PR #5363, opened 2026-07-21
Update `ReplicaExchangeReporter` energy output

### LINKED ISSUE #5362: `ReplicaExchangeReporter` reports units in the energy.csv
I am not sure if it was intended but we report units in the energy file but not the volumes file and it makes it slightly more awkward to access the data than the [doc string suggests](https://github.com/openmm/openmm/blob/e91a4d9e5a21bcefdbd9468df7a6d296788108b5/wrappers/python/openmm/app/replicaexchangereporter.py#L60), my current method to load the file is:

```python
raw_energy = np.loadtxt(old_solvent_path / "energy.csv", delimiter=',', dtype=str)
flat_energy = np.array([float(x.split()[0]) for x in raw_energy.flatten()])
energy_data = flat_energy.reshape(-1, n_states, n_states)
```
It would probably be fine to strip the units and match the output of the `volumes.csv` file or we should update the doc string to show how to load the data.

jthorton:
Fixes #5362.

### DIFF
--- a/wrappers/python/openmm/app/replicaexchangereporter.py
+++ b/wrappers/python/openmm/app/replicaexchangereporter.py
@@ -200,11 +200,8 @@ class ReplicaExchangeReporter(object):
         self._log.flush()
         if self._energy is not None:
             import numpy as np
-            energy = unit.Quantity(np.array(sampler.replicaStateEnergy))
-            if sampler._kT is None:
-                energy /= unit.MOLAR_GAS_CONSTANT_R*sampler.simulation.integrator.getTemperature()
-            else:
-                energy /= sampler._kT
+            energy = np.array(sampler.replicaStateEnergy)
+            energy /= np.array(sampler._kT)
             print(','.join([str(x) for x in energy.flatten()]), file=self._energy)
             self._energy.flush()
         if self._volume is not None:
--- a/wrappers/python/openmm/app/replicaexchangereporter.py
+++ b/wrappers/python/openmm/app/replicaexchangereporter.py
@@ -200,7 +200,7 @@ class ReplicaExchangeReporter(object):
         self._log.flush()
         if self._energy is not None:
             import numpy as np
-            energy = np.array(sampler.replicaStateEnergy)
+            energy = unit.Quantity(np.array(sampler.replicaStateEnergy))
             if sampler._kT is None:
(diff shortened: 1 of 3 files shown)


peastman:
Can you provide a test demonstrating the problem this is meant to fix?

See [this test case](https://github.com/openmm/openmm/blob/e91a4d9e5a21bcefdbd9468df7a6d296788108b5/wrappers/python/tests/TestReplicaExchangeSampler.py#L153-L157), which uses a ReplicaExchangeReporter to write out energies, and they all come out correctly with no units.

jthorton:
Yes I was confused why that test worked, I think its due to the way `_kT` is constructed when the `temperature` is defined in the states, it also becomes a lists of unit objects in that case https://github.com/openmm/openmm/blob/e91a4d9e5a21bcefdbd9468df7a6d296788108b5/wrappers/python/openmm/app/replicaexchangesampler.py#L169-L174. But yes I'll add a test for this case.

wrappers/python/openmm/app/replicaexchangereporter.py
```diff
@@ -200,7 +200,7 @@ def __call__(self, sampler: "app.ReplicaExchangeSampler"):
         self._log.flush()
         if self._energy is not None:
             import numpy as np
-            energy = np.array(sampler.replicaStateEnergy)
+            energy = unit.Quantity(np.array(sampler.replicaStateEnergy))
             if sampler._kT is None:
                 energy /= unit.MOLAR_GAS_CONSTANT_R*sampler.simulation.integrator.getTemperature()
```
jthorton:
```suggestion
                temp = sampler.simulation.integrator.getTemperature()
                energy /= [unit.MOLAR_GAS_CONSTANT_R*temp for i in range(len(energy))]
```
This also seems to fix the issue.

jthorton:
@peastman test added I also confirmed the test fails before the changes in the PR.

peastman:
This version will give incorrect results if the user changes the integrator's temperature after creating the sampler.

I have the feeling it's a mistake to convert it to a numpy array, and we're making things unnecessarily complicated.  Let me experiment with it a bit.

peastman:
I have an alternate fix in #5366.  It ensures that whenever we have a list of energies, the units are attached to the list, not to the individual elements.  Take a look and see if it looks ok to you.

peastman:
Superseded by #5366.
* * *
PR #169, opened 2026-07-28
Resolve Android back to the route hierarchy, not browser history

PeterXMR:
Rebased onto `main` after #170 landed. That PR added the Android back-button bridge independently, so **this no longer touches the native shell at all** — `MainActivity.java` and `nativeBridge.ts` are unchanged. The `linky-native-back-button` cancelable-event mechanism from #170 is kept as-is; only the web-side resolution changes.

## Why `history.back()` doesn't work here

## [EXERCISE OBJECTIVE]
Among the lines above, find the ones containing "also" and copy them.

## [TASK SOLUTION]
Yes I was confused why that test worked, I think its due to the way `_kT` is constructed when the `temperature` is defined in the states, it also becomes a lists of unit objects in that case https://github.com/openmm/openmm/blob/e91a4d9e5a21bcefdbd9468df7a6d296788108b5/wrappers/python/openmm/app/replicaexchangesampler.py#L169-L174. But yes I'll add a test for this case.
This also seems to fix the issue.
@peastman test added I also confirmed the test fails before the changes in the PR.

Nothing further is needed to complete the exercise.